The pathogenesis of atherosclerosis can be divided into three stages consisting of fatty streak formation, development of advanced (fibrous) plaque, and thrombosis.51 In the initial stage, there may be an increase in vessel permeability and a movement of LDL particles into the subendothelial space of vessels. LDL becomes oxidized forming an oxidized particle and bioactive oxidized lipids; some of which induce an inflammatory response. These activities induce the expression of chemotactic factors (MCP-1, Fractalkine and Rantes) and adhesion molecules
(P-selectin, ICAM, VCAM-1, Cs-1, and fibronectin) by endothelial cells, which facilitate monocyte migration and uptake. Under these conditions, there is also an elevation in monocyte differentiation factors (M-CSF, IL-8, GM-CSF). Simultaneously, lymphocyte activity is enhanced by chemotactic factors. The macro phages and lymphocytes produce reactive oxygen species, which cause further oxidative damage and macrophage uptake of oxidized LDL via scavenger receptors (CD36, SRA-1, and LOX-1). Foam cell formation occurs and ultimately leads to the development of fatty streaks. This activity is facilitated by a decrease in the release of cholesterol from macrophages via ABCA-1 and ABCG-1. Together these activities may be regarded as an initial "response to injury."
The development of advanced plaque is a complex process, which involves several distinct activities and cell types. These include an increase in smooth muscle proliferation, which is induced by FGF-1, HBEGF, and PDGF, and the movement of smooth muscle cells into plaque. It is facilitated by the smooth muscle cell chemotactic factor, PDGF. Smooth muscle cells can participate in the uptake of oxidized LDL and matrix synthesis, which is stimulated by TGFbeta. Also, basement membranes around the plaque can be remodeled through the actions of metallopro-teinases. During this phase, there can be development of a necrotic core, which is formed from the death of foam cells through necrosis or apoptosis. Necrosis and apoptosis also cause the formation of oxidized bioactive lipids, some of which have thrombotic activities.
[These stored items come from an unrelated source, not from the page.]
PR #401, opened 2023-12-22
Fix get-object-part

TingDaoK:
*Issue #, if available:*
- The "partNumber" is the query parameter instead of header

*Description of changes:*
- Properly check for partNumber, use default type if partNumber exist.


source/s3_client.c
```diff
@@ -1168,20 +1168,28 @@ static struct aws_s3_meta_request *s_s3_client_meta_request_factory_default(
...
+            struct aws_byte_cursor path_and_query;
+
+            if (aws_http_message_get_request_path(options->message, &path_and_query) == AWS_OP_SUCCESS) {
+                /* If the initial request already has partNumber, the request is not
+                 * splittable(?). Treat it as a Default request.
+                 * TODO: Still need tests to verify that the request of a part is
+                 * splittable or not */
+                struct aws_byte_cursor found_string;
+                struct aws_byte_cursor part_number_query_str = aws_byte_cursor_from_c_str("partNumber");
+                if (aws_byte_cursor_find_exact(&path_and_query, &part_number_query_str, &found_string) ==
```
graebm, line 1180: find isn't going to cut it. This would match: "rampartNumbering.s3.us-west-2.amazonaws.com"

I'm sure we have query param helpers somewhere in our codebase

source/s3_client.c
```diff
@@ -1168,20 +1168,28 @@ static struct aws_s3_meta_request *s_s3_client_meta_request_factory_default(
...
+                        client,
+                        AWS_S3_REQUEST_TYPE_GET_OBJECT,
+                        content_length,
+                        false /*should_compute_content_md5*/,
+                        options);
+                }
             }
-
+            /* Ignore any error while we try to find the partNumber query parameter. */
+            aws_reset_error();
```
graebm, line 1192: just curious, does this matter? we don't make any guarantees that the error on the stack is non-zero.

We should not have any code that checks whether aws_last_error() to determine whether or not an error has occurred. 

If you were doing this because it led to some later code reporting a stale error, that later code is buggy and should be fixed.

source/s3_client.c
TingDaoK: I tried to find one, but there is only a uri parsing with query param, which requires the whole uri, I can add something to the uri.h to support it

source/s3_client.c
TingDaoK: Not matter, will remove it

source/s3_client.c
TingDaoK: https://github.com/awslabs/aws-c-common/pull/1080

source/s3_client.c
```diff
@@ -1168,20 +1168,34 @@ static struct aws_s3_meta_request *s_s3_client_meta_request_factory_default(
...
+                        if (aws_byte_cursor_eq(&param.key, &part_number_query_str)) {
+                            return aws_s3_meta_request_default_new(
+                                client->allocator,
+                                client,
+                                AWS_S3_REQUEST_TYPE_GET_OBJECT,
+                                content_length,
+                                false /*should_compute_content_md5*/,
+                                options);
+                        }
+                    }
```
waahm7, line 1196: Debatable: I think it would be better to invest in a better helper like `aws_http_headers_has` or `aws_http_headers_get`. This logic will need to be repeated wherever we need to extract a single parameter from query params.

Or, we could still use `find` and try to locate `&partNumber=` or `?partNumber=`.

TingDaoK: I have no strong feelings about it.

My take is we are used as a client level http lib, and this is the first time we ever really want to parse the query params, maybe let's hold it back until the next time we want to reuse it?

source/s3_client.c
```diff
@@ -1168,20 +1168,34 @@ static struct aws_s3_meta_request *s_s3_client_meta_request_factory_default(
...
-                    content_length,
-                    false /*should_compute_content_md5*/,
-                    options);
+            struct aws_byte_cursor path_and_query;
+
+            if (aws_http_message_get_request_path(options->message, &path_and_query) == AWS_OP_SUCCESS) {
+                /* If the initial request already has partNumber, the request is not
+                 * splittable(?). Treat it as a Default request.
+                 * TODO: Still need tests to verify that the request of a part is
+                 * splittable or not */
```
graebm, line 1177: is this TODO still accurate? you added a test. can we remove this?

graebm (approved):

waahm7 (approved):

source/s3_client.c
TingDaoK: we still need that TODO about splitting a part.

DmitriyMusatkin (approved):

The final stage of atherosclerosis is the induction of thromobosis. This includes changes in the release or expression of prothromobotic molecules from endothelial cells, many of which are oxidized lipids, including tissue factor, plasminogen activator, and plasminogen activator inhibitor. It includes increased smooth muscle and macrophage expression of tissue factor and other prothromobotic molecules. Also, the weakening and possibly the rupture of the vessel wall through activities of met-alloproteinase's and their inhibitors. These activities promote the development of cardiac events.